Witam...
Otoż mialem ciągle problemy ze spalaniem oraz z trzymaniem wolnych obrotów na zimnym silniku(szarpanie itp) zajechałem do gaziarza, który na początku zmienił silniczek krokowy na śrubke. Nie było rezultatu. Powiedział ze to jak nie wina krokowca to wina parownika. Wymienił mi go z Asterika na taki ( http://allegro.pl/lovato-...1393175913.html ).
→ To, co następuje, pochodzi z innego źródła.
PR #987, opened 2021-01-25
Sound addr

### LINKED ISSUE #968: Invalid assumption about SocketAddrV{4,6} layout

est31:
Fixes #968 for the upcoming release.

### DIFF
--- a/quinn/src/platform/unix.rs
+++ b/quinn/src/platform/unix.rs
@@ -2,7 +2,7 @@ use std::{
     io,
     io::IoSliceMut,
     mem::{self, MaybeUninit},
-    net::{IpAddr, Ipv4Addr, Ipv6Addr, SocketAddr, SocketAddrV4, SocketAddrV6},
+    net::{IpAddr, SocketAddr, SocketAddrV4, SocketAddrV6},
     os::unix::io::AsRawFd,
     ptr,
     task::{Context, Poll},
@@ -375,8 +375,8 @@ fn prepare_msg(
                 IpAddr::V4(v4) => {
                     let pktinfo = libc::in_pktinfo {
                         ipi_ifindex: 0,
-                        ipi_spec_dst: unsafe {
-                            *(v4 as *const Ipv4Addr as *const () as *const libc::in_addr)
+                        ipi_spec_dst: libc::in_addr {
+                            s_addr: u32::from_ne_bytes(v4.octets()),
                         },
                         ipi_addr: libc::in_addr { s_addr: 0 },
                     };
@@ -385,8 +385,8 @@ fn prepare_msg(
                 IpAddr::V6(v6) => {
                     let pktinfo = libc::in6_pktinfo {
                         ipi6_ifindex: 0,
-                        ipi6_addr: unsafe {
-                            *(v6 as *const Ipv6Addr as *const () as *const libc::in6_addr)
+                        ipi6_addr: libc::in6_addr {
+                            s6_addr: v6.octets(),
                         },
                     };
                     encoder.push(libc::IPPROTO_IPV6, libc::IPV6_PKTINFO, pktinfo);
--- a/quinn/src/platform/unix.rs
+++ b/quinn/src/platform/unix.rs
@@ -198,9 +198,25 @@ fn send(io: &mio::net::UdpSocket, transmits: &[Transmit]) -> io::Result<usize> {
     let mut msgs: [libc::mmsghdr; BATCH_SIZE] = unsafe { mem::zeroed() };
     let mut iovecs: [libc::iovec; BATCH_SIZE] = unsafe { mem::zeroed() };
     let mut cmsgs = [cmsg::Aligned([0u8; CMSG_LEN]); BATCH_SIZE];
+    // This assume_init looks a bit weird because one might think it
+    // assumes the SockAddr data to be initialized, but that call
+    // refers to the whole array, which itself is made up of MaybeUninit
+    // containers. Their presence protects the SockAddr inside from
+    // being assumed as initialized by the assume_init call.
+    // TODO: Replace this with uninit_array once it becomes MSRV-stable
+    let mut addrs: [MaybeUninit<socket2::SockAddr>; BATCH_SIZE] =
+        unsafe { MaybeUninit::uninit().assume_init() };
     for (i, transmit) in transmits.iter().enumerate().take(BATCH_SIZE) {
+        let dst_addr = unsafe {
+            std::ptr::write(
+                addrs[i].as_mut_ptr(),
+                socket2::SockAddr::from(transmit.destination),
+            );
+            &*addrs[i].as_ptr()
+        };
         prepare_msg(
             transmit,
+            dst_addr,
             &mut msgs[i].msg_hdr,
             &mut iovecs[i],
             &mut cmsgs[i],
@@ -233,7 +249,8 @@ fn send(io: &mio::net::UdpSocket, transmits: &[Transmit]) -> io::Result<usize> {
     let mut ctrl = cmsg::Aligned([0u8; CMSG_LEN]);
     let mut sent = 0;
     while sent < transmits.len() {
-        prepare_msg(&transmits[sent], &mut hdr, &mut iov, &mut ctrl);
+        let addr = socket2::SockAddr::from(transmits[sent].destination);
+        prepare_msg(&transmits[sent], &addr, &mut hdr, &mut iov, &mut ctrl);
         let n = unsafe { libc::sendmsg(io.as_raw_fd(), &hdr, 0) };
         if n == -1 {
             let e = io::Error::last_os_error();
@@ -334,6 +351,7 @@ const CMSG_LEN: usize = 80;
 
 fn prepare_msg(
     transmit: &Transmit,
+    dst_addr: &socket2::SockAddr,
     hdr: &mut libc::msghdr,
     iov: &mut libc::iovec,
     ctrl: &mut cmsg::Aligned<[u8; CMSG_LEN]>,
@@ -341,12 +359,15 @@ fn prepare_msg(
     iov.iov_base = transmit.contents.as_ptr() as *const _ as *mut _;
     iov.iov_len = transmit.contents.len();
 
-    let (name, namelen) = match transmit.destination {
-        SocketAddr::V4(ref addr) => (addr as *const _ as _, mem::size_of::<libc::sockaddr_in>()),
-        SocketAddr::V6(ref addr) => (addr as *const _ as _, mem::size_of::<libc::sockaddr_in6>()),
-    };
-    hdr.msg_name = name;
-    hdr.msg_namelen = namelen as _;
+    // SAFETY: Casting the pointer to a mutable one is legal,
+    // as sendmsg is guaranteed to not alter the mutable pointer
+    // as per the POSIX spec. See the section on the sys/socket.h
+    // header for details. The type is only mutable in the first
+    // place because it is reused by recvmsg as well.
+    let name = dst_addr.as_ptr() as *mut libc::c_void;
+    let namelen = dst_addr.len();
+    hdr.msg_name = name as *mut _;
+    hdr.msg_namelen = namelen;
     hdr.msg_iov = iov;
     hdr.msg_iovlen = 1;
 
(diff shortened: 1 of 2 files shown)


quinn/src/platform/unix.rs
```diff
@@ -332,19 +336,55 @@ pub fn caps() -> UdpCapabilities {
 
 const CMSG_LEN: usize = 80;
 
+#[inline]
+fn in_addr(addr: &Ipv4Addr) -> libc::in_addr {
+    libc::in_addr { s_addr: u32::from_ne_bytes(addr.octets()) }
+}
+
+enum CSocketAddr {
```
Matthias247, line 344: Why not use `socket2` instead of reinventing this, if that already provides the guarantee?

And I think just changing the socket type in `Transmit` to `socket2::SocketAddr` might still be an interesting option. The main advantage that std could yield is no-std compatibility. But a quic library only really matters for platforms which have a good network stack - and this case it is super likely that `socket2` is available for them too.

est31: > Why not use socket2 instead of reinventing this

Interesting idea. Apparently it's already used by dependencies of quinn so adding it as dependency wouldn't bloat the cargo graph. However, I can't find a way to get a mutable pointer without violating const correctness. It can only obtain const pointers.

> And I think just changing the socket type in Transmit to socket2::SocketAddr might still be an interesting option.

I've thought about that but it would have involved changes in all the places the Transmit struct is used. I also wanted to make a patch that one can backport safely to older releases without breaking the API.

quinn/src/platform/unix.rs
```diff
@@ -332,19 +336,55 @@ pub fn caps() -> UdpCapabilities {
 
 const CMSG_LEN: usize = 80;
 
+#[inline]
```
Ralith, line 339: I don't think this annotation is justified on internal functions (also below) unless we've shown that the optimizer gets it wrong and it matters.

quinn/src/platform/unix.rs
Ralith: The macos issues found by CI in particular seem like a good argument to not duplicate this functionality, assuming socket2 is small enough that we shouldn't be looking to get rid of it in the first place. I think the mutability issue can be avoided by using [`from_raw_parts`](https://docs.rs/socket2/0.3.19/socket2/struct.SockAddr.html#method.from_raw_parts). A minimum-impact, backportable change does seem like a good place to start.

est31: > I think the mutability issue can be avoided by using from_raw_parts.

That function takes in a const pointer of the C representation and can be used to obtain the Rust representation. What we need is the opposite way: given the Rust representation, how can you obtain a *mutable* pointer to the C representation?

I don't think there is a fix for this without changes of the socket2 crate.

Ralith: > given the Rust representation, how can you obtain a mutable pointer to the C representation?

Why do you need this?

est31: @Ralith check the code. We do `hdr.msg_name = name;`. That hdr is of type [`libc::msghdr`](https://docs.rs/libc/0.2.82/libc/struct.msghdr.html) and its `msg_name` member is of type `*mut c_void`. So `name` has to be a mutable thing for const correctness.

See also https://github.com/rust-lang/rust-clippy/issues/4774#issuecomment-565651216 ... the `*mut` may have been a `*const` previously, but it may *not* originate from a `&T` reference but has to come from a `&mut T`. socket2's `as_ptr` function though takes in a `&self` and not a `&mut self`.

est31: I guess what one *could* do would be to copy from the `*const` pointer to a newly assigned location and then create a mutable pointer for that. It'd be a bit ugly but the code would only live in one location. I can change it if you want.

Matthias247: Hmm, is this technically a bug with `libc` then, or would it need two different versions of `msghdr` (a mutable and non mutable one)?

the iov which is passed is also am mutable pointer, but we are passing it an immutable one. IDK, we know that libc doesn't mutate those things and just requires requires an immutable pointer for sending.

Ralith: Casting `*const` to `*mut` is perfectly fine here because we know no mutation will occur. Pointers are not references.

est31: > we know that libc doesn't mutate those things

Do you have sources for this claim? Or in other words, does the posix spec mandate this or can a random libc implementation just mutate if it wants to?

est31: Hmmm....

> The msghdr structure is used to minimize the number of directly supplied parameters to the recvmsg() and sendmsg() functions. This structure is used as a value- result parameter in the recvmsg() function and value only for the sendmsg() function.

https://pubs.opengroup.org/onlinepubs/9699919799/basedefs/sys_socket.h.html

I guess I'll just use socket2 then and just cast away the constness.

quinn/src/platform/unix.rs
```diff
@@ -198,9 +198,18 @@ fn send(io: &mio::net::UdpSocket, transmits: &[Transmit]) -> io::Result<usize> {
     let mut msgs: [libc::mmsghdr; BATCH_SIZE] = unsafe { mem::zeroed() };
     let mut iovecs: [libc::iovec; BATCH_SIZE] = unsafe { mem::zeroed() };
     let mut cmsgs = [cmsg::Aligned([0u8; CMSG_LEN]); BATCH_SIZE];
+    let mut addrs: [MaybeUninit<socket2::SockAddr>; BATCH_SIZE] = unsafe {
+        MaybeUninit::uninit().assume_init()
```
faern, line 202: This defeats the purpose of `MaybeUninit`. You should not call `assume_init` until the value has been properly initialized. Which you do further down. Also I think type inference plays a trick here and the value is not what you expect it to be unless I'm misunderstanding. The type of `addrs` is supposed to be uninitialized, but you assume init it. You probably want:
```rust
let mut addrs: [MaybeUninit<socket2::SockAddr>; BATCH_SIZE] = [MaybeUninit::uninit(); BATCH_SIZE];
```

est31: I took it from the [MaybeUninit docs](https://doc.rust-lang.org/stable/core/mem/union.MaybeUninit.html#initializing-an-array-element-by-element). Basically, the `MaybeUninit::uninit().assume_init()` desugars to `MaybeUninit::<[MaybeUninit<socket2::SockAddr>; BATCH_SIZE]>::uninit().assume_init()`. Doing that it safe according to the docs because the inner MaybeUninit is allowed to be uninitialized.

Your suggestion doesn't compile on stable because SockAddr does not impl Copy and the const expr repeat RFC is not stable (and even if it were, I'd like something that compiles on older MSRVs too as I want to backport this patch).

Yes, the MaybeUninit APIs around arrays are a bit weird. There are a couple of unstable proposals to improve upon this like [`uninit_array`](https://doc.rust-lang.org/stable/core/mem/union.MaybeUninit.html#method.uninit_array) but we can't use those due to their unstable-ness :).

quinn/src/platform/unix.rs
```diff
@@ -198,9 +198,19 @@ fn send(io: &mio::net::UdpSocket, transmits: &[Transmit]) -> io::Result<usize> {
     let mut msgs: [libc::mmsghdr; BATCH_SIZE] = unsafe { mem::zeroed() };
     let mut iovecs: [libc::iovec; BATCH_SIZE] = unsafe { mem::zeroed() };
     let mut cmsgs = [cmsg::Aligned([0u8; CMSG_LEN]); BATCH_SIZE];
+    let mut addrs: [MaybeUninit<socket2::SockAddr>; BATCH_SIZE] =
+        unsafe { MaybeUninit::uninit().assume_init() };
```
djc, line 202: I agree with @faern that this looks pretty surprising. Can you add a comment outlining your take on why this is okay, maybe referring to the unstable features that might help here in the future?

quinn/src/platform/unix.rs
```diff
@@ -340,19 +351,22 @@ fn in_addr(addr: &Ipv4Addr) -> libc::in_addr {
...
     iov.iov_len = transmit.contents.len();
 
-    let (name, namelen) = match transmit.destination {
-        SocketAddr::V4(ref addr) => (addr as *const _ as _, mem::size_of::<libc::sockaddr_in>()),
-        SocketAddr::V6(ref addr) => (addr as *const _ as _, mem::size_of::<libc::sockaddr_in6>()),
-    };
-    hdr.msg_name = name;
-    hdr.msg_namelen = namelen as _;
+    // SAFETY: Casting the pointer to a mutable one is legal,
+    // as sendmsg is guaranteed to not alter the mutable pointer.
```
djc, line 363: Since you looked into it, maybe shortly explain who/what makes this guarantee?

quinn/src/platform/unix.rs
```diff
@@ -340,19 +351,22 @@ fn in_addr(addr: &Ipv4Addr) -> libc::in_addr {
 
 fn prepare_msg(
     transmit: &Transmit,
+    dest_addr: &socket2::SockAddr,
```
djc, line 354: Nit: let's use `dst` prefix here, as we do elsewhere.

djc (commented):
Thanks for working on this! Some nits and notes on extra comments...

quinn/src/platform/unix.rs
faern: Oh darn. Did not realize `MaybeUninit<T>` was not always `Copy`. You are right. But very very strange still. We really need const repeat for sure.

djc (dismissed):
LGTM. @Ralith, do you want to make a final round?

quinn/src/platform/unix.rs
```diff
@@ -198,9 +198,25 @@ fn send(io: &mio::net::UdpSocket, transmits: &[Transmit]) -> io::Result<usize> {
...
+    // TODO: Replace this with uninit_array once it becomes MSRV-stable
+    let mut addrs: [MaybeUninit<socket2::SockAddr>; BATCH_SIZE] =
+        unsafe { MaybeUninit::uninit().assume_init() };
     for (i, transmit) in transmits.iter().enumerate().take(BATCH_SIZE) {
+        let dst_addr = unsafe {
+            std::ptr::write(
+                addrs[i].as_mut_ptr(),
+                socket2::SockAddr::from(transmit.destination),
+            );
+            &mut *(&mut addrs[i] as *mut _ as *mut _)
```
Ralith, line 215: Looks like we only pass this as a shared reference. This can also be a lot more concise.
```suggestion
            &*addrs[i].as_ptr()
```

quinn/src/platform/unix.rs
```diff
@@ -375,8 +396,8 @@ fn prepare_msg(
                 IpAddr::V4(v4) => {
                     let pktinfo = libc::in_pktinfo {
                         ipi_ifindex: 0,
-                        ipi_spec_dst: unsafe {
-                            *(v4 as *const Ipv4Addr as *const () as *const libc::in_addr)
+                        ipi_spec_dst: libc::in_addr {
+                            s_addr: u32::from_ne_bytes(v4.octets()),
```
Ralith, line 400: I don't think `from_ne_bytes` is correct here. `s_addr` should be in network byte order. We should probably have unit tests for this code...

Ralith (dismissed):

quinn/src/platform/unix.rs
est31: Good catch. The old code was a relic from the times when I still passed a mutable reference.

quinn/src/platform/unix.rs
est31: > I don't think from_ne_bytes is correct here. s_addr should be in network byte order. 

`from_ne_bytes` takes the 4 bytes and copies them into the resulting `u32` without changing byte order. As the `octets()` function returns in network order, `from_ne_bytes` is what we need to use. There are tests for this code in fact. Try changing to `from_be_bytes` and some tests will fail :). If you are still not convinced, check the socket2 code, [it does the same](https://docs.rs/socket2/0.3.19/src/socket2/sockaddr.rs.html#206).

djc (approved):

djc:
Thanks for working on this, going to merge this now!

Po zamontowaniu go itp samochod trzyma tam jakies obroty rzedu -750-900 obrotów( a jak wyjeżdzałem od niego mialem non stop 900, podłańczał pod komputer itp coś tam ustawiał). Zajechalem spowrotem do niego ze obroty tak jakoś latają itp i powiedział mi ze niby to co jest w środku (membrany itp) muszą sie ułożyć i zeby przyjechać do niego na regulacje za 500 km.. Czy to tak ma być?? Ze po wymienie reduktora trzeba troche pojeżdzić? Z góry dziękuje za odpowiedz. Pozdrawiam
Silnik: ... Pomógł: 302 razy Dołączył: 18 Mar 2006 Posty: 10606 Skąd: ...
Wysłany: 2011-01-12, 15:06
Domaniak napisał/a:
Czy to tak ma być?? Ze po wymienie reduktora trzeba troche pojeżdzić? Z góry dziękuje za odpowiedz.
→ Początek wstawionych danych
Issue #984, opened 2021-01-25
Reading is prone to spurious driver wakeups


Ralith:
`quinn::RecvStream::poll_read_generic` currently wakes the connection driver on every successful operation in case we need to transmit flow control credit. As of #880 and #894 we no longer issue credit after every read, so we can reduce CPU load by only waking the connection driver if flow control actually does need to be issued.

geieredgar:
Now that #992 has landed in main via #991, we could close this issue.

djc:
Yup!

PR #990, opened 2021-01-26
Wake up the connection driver only if flow control needs to be issued

geieredgar:
This tries to fix issue #984. It makes the `DidRead` type of quinn-proto public and changes `quinn_proto::Connection::read_unordered`, `quinn_proto::Connection::read`, and `quinn_proto::Connection::read_chunks` to return `Result<Option<DidRead<U>>, ReadError>` instead of `Result<Option<U>, ReadError>`.
With that we can check in `quinn::RecvStream::poll_read_generic` if we need to wake up the connection driver.

### DIFF
--- a/quinn-proto/src/connection/streams/recv.rs
+++ b/quinn-proto/src/connection/streams/recv.rs
@@ -248,6 +248,27 @@ pub struct DidRead<T> {
     pub(crate) max_data: ShouldTransmit,
 }
 
+impl<T> DidRead<T> {
+    /// Returns `true` iff the producing `Streams::read` call causes a transmit.
+    pub fn causes_transmit(&self) -> bool {
+        self.max_stream_data.should_transmit() || self.max_data.should_transmit()
+    }
+
+    /// Maps an `DidRead<T>` to `DidRead<U>` by applying a function to the contained result.
+    pub fn map<U, F: FnOnce(T) -> U>(self, f: F) -> DidRead<U> {
+        DidRead {
+            result: f(self.result),
+            max_stream_data: self.max_stream_data,
+            max_data: self.max_data,
+        }
+    }
+
+    /// Returns the contained result, consuming the `self` value.
+    pub fn into_inner(self) -> T {
+        self.result
+    }
+}
+
 pub(super) type StreamReadResult<T> = Result<Option<T>, ReadError>;
 
 pub(crate) trait BytesRead {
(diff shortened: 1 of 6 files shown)


quinn-proto/src/connection/streams/recv.rs
```diff
@@ -248,6 +248,27 @@ pub struct DidRead<T> {
...
+    pub fn map<U, F: FnOnce(T) -> U>(self, f: F) -> DidRead<U> {
+        DidRead {
+            result: f(self.result),
+            max_stream_data: self.max_stream_data,
+            max_data: self.max_data,
+        }
+    }
+
+    /// Returns the contained result, consuming the `self` value.
+    pub fn unwrap(self) -> T {
```
Ralith, line 267: `unwrap` is conventionally used for functions that may panic; let's call this `into_inner` or `into_result` or similar instead.

quinn-proto/src/connection/streams/recv.rs
```diff
@@ -248,6 +248,27 @@ pub struct DidRead<T> {
     pub(crate) max_data: ShouldTransmit,
 }
 
+impl<T> DidRead<T> {
+    /// Returns `true` iff flow control credit should be issued.
+    pub fn should_issue_flow_control_credit(&self) -> bool {
```
Ralith, line 253: This is awfully verbose. Maybe `causes_transmit`? External crates (such as `quinn`) don't need to know *why* there's a transmit needed.

Ralith (changes requested):
Thanks for taking a swing at this!

djc:
Thanks you for working on this! I'll have to confess that I've been working on taking a swing at a pretty sweeping redesign of this part of quinn-proto that obviates a lot of this stuff, so we'll have to see how that might fit together.

quinn-proto/src/connection/streams/recv.rs
geieredgar: OK, I renamed it to `causes_transmit` and adjusted the doc comment.

quinn-proto/src/connection/streams/recv.rs
geieredgar: OK, I renamed it to `into_inner`.

Ralith (approved):

geieredgar:
@djc I opened a new pull request (#992) based on your changes in #991 to merge into the `reading` branch.

djc:
Closing this in favor of #991, thanks for the work!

Co prawda nie wymieniałem parownika, a tylko membrany czyli regeneracja. Gazownik powiedział żeby po tysiącu km zajechać dla pewności na regulację. Zajechałem i zwiększył mi nie co dawkę gazu na niskich obrotach. To że dawka była za mała objawiało się tym że wskazówka obrotomierza na ciepłym silniku (bieg jałowy) nie co spadała poniżej pierwszej kreski pod 1000 obrotów, a objawiało się to lekkimi wibracjami, no ale miałem to już na starcie czyli po pierwszym ustawieniu, po wymianie membran, czyli wina gazownika. Ale nie było mowy o falowaniu obrotów itp....po prostu spadały one minimalnie poniżej swego normalnego poziomu, no i chyba w tedy autko gorzej z dołu ciągnęło. Czyli w moim przypadku zmian po tych 500-1000km, raczej nie zauważyłem.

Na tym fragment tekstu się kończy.